I've been struggling on the following exercice lately :
Consider $(X_n)_{n\ge 1}$ a sequence of mutually independent real-valued random variables, standardized, that follow any given law. Let $Y$ be a real random variable such that $\mathbb{E}[Y]$ is finite. What is the limit of $(\mathbb{E}[Y X_n])_{n\ge 1}$ ?
Let's write the variance-covariance matrix of the vector $(Y,X_1,\dots,X_n)$. We will denote this $(n+1) \times (n+1)$ matrix by $\Sigma_n$: $$\Sigma_n = \begin{pmatrix} \operatorname{Var}[Y] & \operatorname{Cov}(Y, X_{1}) & \cdots & \operatorname{Cov}(Y,X_{n}) \\ \operatorname{Cov}(Y, X_{1}) & \ddots & \cdots & \vdots\\ \vdots & \vdots & \ddots & \vdots\\ \operatorname{Cov}(Y, X_{n}) & \cdots & \cdots& \operatorname{Var}[X_n] \end{pmatrix} = \begin{pmatrix} \operatorname{Var}[Y] & \mathbb{E}[YX_1] & \cdots & \cdots & \mathbb{E}[YX_n] \\ \mathbb{E}[YX_1] & 1 & 0 & \cdots & 0\\ \vdots & 0 & \ddots & \ddots & \vdots\\ \mathbb{E}[YX_{n-1}] & \vdots & \ddots & 1 & 0\\ \mathbb{E}[YX_n] & 0 & \cdots & 0 & 1 \end{pmatrix}$$
We used the fact that the $X_i$ are normalized and mutually independent.
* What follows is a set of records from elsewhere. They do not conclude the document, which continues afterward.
PR #32, opened 2022-10-21
EAHW-928: Validate time entry clashes

joannafawl:
Added functionality for displaying error messages when adding or updating a shift that clashes with another time period. 

If running locally, you will need to use the `feature/eahw-928/time-entry-of-time-period-validation-on-save` branch of the timecard api.

### Changes
- Remove try / catch block from `createTimeEntry` and `updateTimeEntry` to allow errors to be caught and handled by `validateServiceErrors`
- Use `handleServerValidationErrors` function to catch server errors and display relevant error messages for clashes (note: this will change in the next ticket EAHW-2239)
- Add validation logic to mock data
- Add tests

Screenshot 2022-10-25 at 16 55 24

### DIFF
--- a/mocks/apiServer.js
+++ b/mocks/apiServer.js
@@ -1,4 +1,7 @@
 /* eslint-disable no-console */
+const isSameOrBefore = require('dayjs/plugin/isSameOrBefore');
+const isSameOrAfter = require('dayjs/plugin/isSameOrAfter');
+const dayjs = require('dayjs');
 const jsonServer = require('json-server');
 const server = jsonServer.create();
 const path = require('path');
@@ -108,5 +111,28 @@ server.listen(port, () => {
 
 function validateTimecard(timecard) {
   if (!timecard.actualStartTime) return 'Start time is required.';
+
+  dayjs.extend(isSameOrBefore);
+  dayjs.extend(isSameOrAfter);
+  for (existingTimeEntryKey in timePeriodIdForTimeEntry) {
+    const newStartTime = dayjs(timecard.actualStartTime);
+    const existingStartTime = dayjs(
+      timePeriodIdForTimeEntry[existingTimeEntryKey].actualStartTime
+    );
+    const existingEndTime = dayjs(
+      timePeriodIdForTimeEntry[existingTimeEntryKey].actualEndTime
+    );
+
+    if (
+      newStartTime.isSameOrAfter(existingStartTime) &&
+      newStartTime.isSameOrBefore(existingEndTime)
+    ) {
+      return {
+        message:
+          ' has the following error(s): Time periods must not overlap with another time period',
+      };
+    }
+  }
+
   return '';
 }
--- a/mocks/mockData.js
+++ b/mocks/mockData.js
@@ -1,4 +1,5 @@
 const { createTimeEntry } = require('./mock-utils');
+const dayjs = require('dayjs');
 
 const accruals = [
   {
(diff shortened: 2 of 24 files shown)


src/components/timecard/edit-shift-hours/EditShiftHours.jsx
```diff
@@ -66,43 +96,51 @@ const EditShiftHours = ({
...
+            .setStartTime(formattedStartTime)
+            .setFinishTime(formattedEndTime)
+            .setTimeEntryId(responseItem.id);
+
+          setTimeEntries(newTimeEntries);
+          setSummaryErrors({});
+          setShowEditShiftHours(false);
+        }
+      },
+      handleServerValidationErrors
```
LaurieBennett, line 134: Shouldn't this be "handleServerValidationErrors()"?

src/components/timecard/edit-shift-hours/EditShiftHours.jsx
```diff
@@ -37,14 +37,44 @@ const EditShiftHours = ({
...
+      summaryErrors['shift-finish-time'] = {
+        message: '',
+      };
+    } else {
+      errorsHandled = false;
+    }
+
+    if (errorsHandled) {
+      setSummaryErrors(summaryErrors);
+      return true;
```
LaurieBennett, line 73: What are these returned values being used for? Can we get rid of them?

LaurieBennett (changes requested):

src/pages/timecard/Timecard.jsx
```diff
@@ -157,6 +157,7 @@ const updateTimeEntryContextData = async (
         setTimeEntries([]);
       }
     },
+    () => {},
```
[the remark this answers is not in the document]
joannafawl: We need to pass in a function for the third argument in order to set the `isRecoverable` boolean, but right now we don't have any custom errors in `Timecard` so it's just an empty function. It's not ideal but it's the best we could come up with, open to any suggestions though :)

src/components/timecard/edit-shift-hours/EditShiftHours.jsx
joannafawl: We are just passing in a reference here so that it can be used inside `validateServiceErrors`

src/components/timecard/edit-shift-hours/EditShiftHours.jsx
joannafawl: This is a tricky one because ideally this function would only be setting error messages, but in the situation where a backend error is thrown and we don't have a custom error message for it, we would want to show the service error page which is determined in `validateServiceErrors`. The only way we could get the information on whether all the errors have been handled is by returning a boolean

mocks/apiServer.js
```diff
@@ -108,5 +111,28 @@ server.listen(port, () => {
 
 function validateTimecard(timecard) {
   if (!timecard.actualStartTime) return 'Start time is required.';
+
+  dayjs.extend(isSameOrBefore);
```
laurieboyes, line 115: I love that you’ve built this into the mock server! 😄

mocks/mockData.js
```diff
@@ -183,37 +184,53 @@ const people = [
...
-const userId = "9e47cf29-1598-4269-aa31-db1d2e4e0207";
+const userId = '9e47cf29-1598-4269-aa31-db1d2e4e0207';
 
 const shiftTimeEntry = createTimeEntry({
   id: 'c0a80040-82cf-1986-8182-cfedbbd50003',
   timePeriodTypeId: '00000000-0000-0000-0000-000000000001',
-  actualStartTime: '2022-08-24T12:01:43.786+00:00',
-  actualEndTime: '2022-08-24T22:01:43.786+00:00',
+  actualStartTime: dayjs().hour(12).minute(0).format('YYYY-MM-DDTHH:mm:ssZ'),
+  actualEndTime: dayjs().hour(22).minute(0).format('YYYY-MM-DDTHH:mm:ssZ'),
```
laurieboyes, line 193: I’m interested in the dayjs usage here. How come you get away with not setting a day? Does it default to today’s date? I guess that’s pretty neat. Don’t want to have to be clicking back ages to see mock data. Cool 👍 (if my assumption is correct)

src/api/services/timecardService.js
```diff
@@ -20,23 +20,15 @@ export const getTimeEntries = async (params) => {
...
 };
 
 export const updateTimeEntry = async (id, payload, params) => {
-  try {
-    return await api.put(
-      baseUrl + 'resources/time-entries/' + id,
-      params,
-      payload
-    );
-  } catch (error) {
```
laurieboyes, line 37: Hooray for centralised error handling 🎉

src/utils/api-utils/ApiUtils.js
```diff
@@ -10,6 +11,15 @@ export const validateServiceErrors = async (
     });
   } catch (error) {
     console.error(error);
+    const allErrorsHandled = handleCustomErrors(error?.response?.data?.message);
```
laurieboyes, line 14: I’m a little bothered by not being able to understand what this function does and what it returns from its name. I’ve figured it out though and I do get it, and personally can’t think of a better name. I think this would particularly benefit from TypeScript to document what’s expected of this function (That’s obviously vastly out of scope for this ticket 😄 just thinking aloud).

laurieboyes (commented):
Sorry, review is a work in progress as I need to jump onto something else for a min

src/pages/timecard/Timecard.jsx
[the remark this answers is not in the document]
laurieboyes: Could you assign the empty function to a variable called `handleCustomErrors` first to provide a bit more signposting for why it’s being passed in?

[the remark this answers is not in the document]
joannafawl: Good idea, I've updated it now

mocks/mockData.js
joannafawl: Yeah `dayjs()` defaults to today. The mock data shows on every page no matter the date (which is also how it was working when it was set to 24th August), but before we made this change, we weren't getting any clashes because the dates were different

laurieboyes (approved):

src/components/timecard/edit-shift-hours/EditShiftHours.jsx
```diff
@@ -37,14 +37,44 @@ const EditShiftHours = ({
...
     setSummaryErrors(errorFields);
   };
 
+  const handleServerValidationErrors = (error) => {
+    const summaryErrors = {};
+    let errorsHandled = true;
+
+    if (
+      error ==
+      ' has the following error(s): Time periods must not overlap with another time period'
```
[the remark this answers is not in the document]
joannafawl: This is temporary - we had some issues when using `includes`, but we are going to change it in eahw-2239 so we didn't want to spend too long on it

One thing that we know with this type of matrix is that, to be a covariance matrix, it has to be positive semi-definite. In particular, its eigenvalues are positive. Thus we can have a look at the roots of the $\lambda$-polynomial $\text{det}(\Sigma_n - \lambda I_{n+1}).$ I do end up with a recursive expression for this determinant by developing the last line, but it doesn't seem to be enough to conclude. We also have $\displaystyle \sum \operatorname{eigenvalues} = \operatorname{Tr}(\Sigma_n) = \operatorname{Var}[Y] + n.$
Do you have any other ideas to solve this ? Thanks in advance.